I don’t know why last March seems like it was five years ago, but there it is. Probably to do with having The Tangerine Toddler in charge, or something. Whatever.
In any case, it’s now a year – or to be more precise, a year and five days – since this shit got real for me. As I mentioned in an earlier post (from last May, I think), on March 14 last year I went into my local IHOP for breakfast. Anyone familiar with IHOP knows that on weekend mornings that means waiting for a while to get a table; those places were always really popular at weekends.
Not this time.
The place was maybe a quarter full. I walked straight in and was guided to a table well away from anyone else. Looking around, it became plain that all the customers were being seated well apart. The tables were all bare; the usual condiments and stuff just wasn’t there. I ordered steak and eggs with pancakes on the side (because that’s what the P in IHOP stands for, and IMHO there is something not quite right with people that go there and don’t order pancakes). I had to ask for everything – salt, pepper, my choice of pancake syrup, sugar for coffee – and it was all brought to the table in individual containers and bowls.
It was weird. It was the first day that COVID became a real, in-yer-face thing for me. I don’t think we were even wearing masks at that point, it was all so sudden and new. Not long after that, restaurants started closing their dining rooms or at least limiting the number of customers, and we all started getting take-out and using the drive-throughs more.

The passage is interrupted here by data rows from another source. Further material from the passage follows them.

PR #3641, opened 2020-08-10
FIR2IR: make the scope of body of do-while loop transparent

jsjeon:
by using `IrComposite`, not just `IrBlock`.

Otherwise, tests like `kt3280`, which has a loop condition that refers to a local variable inside the loop body, would fail due to the missing variables in the scope stack (in IR backend).


mglukhikh:
Merged manually 👍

A year passed. Things happened that I’ve mentioned in prior posts so I won’t mention again right now. Election. Insurrection. More than half a million Americans dead. Anti-maskers and anti-vaxxers and COVID deniers all over (including in government). A bunch of politicians pretending to lick an irrelevant ex-president’s arse for the sake of holding on to the votes of the sad sacks that voted for said ex-president.
Yesterday – one year and four days on from Serious IHOP Day – I got my first shot of the Pfizer vaccine. Three weeks on from that, I’ll get the second shot, then two more weeks and I’ll be as protected from the virus as I can be. (No serious side-effects, by the way; my arm aches like hell and I’ve got a headache that’s been making it hard to concentrate. That’s it.)
So… four years of hell, of which the last year has been even more hellish because of having this virus laid on top. But at least the last couple of months have been more bearable, and knowing the vaccines were coming gave a sense of hope. And now, here it is. Enough vaccine for everyone. Just a matter of getting it into arms, and those logistics are improving too.
People are still dying, but the sooner we can get everyone vaccinated the fewer deaths there will be. That’s small consolation, I know, but it’s what the previous administration left us with.
My biggest worry is that the deniers and the anti-vax crowd will cause us to not reach herd immunity like we have with other vaccinations like flu and measles. If that happens we might well have to carry on wearing masks and there’ll be an increased chance of a new, vaccine-tolerant variant coming along. But as they say, hope for the best but prepare for the worst. Maybe some of the deniers and antis will realize they’re being selfish and they’ll do the right thing for the sake of others. Maybe that’ll be enough to make the difference. Normality is possible – but I think it’s going to take all of us to make it happen.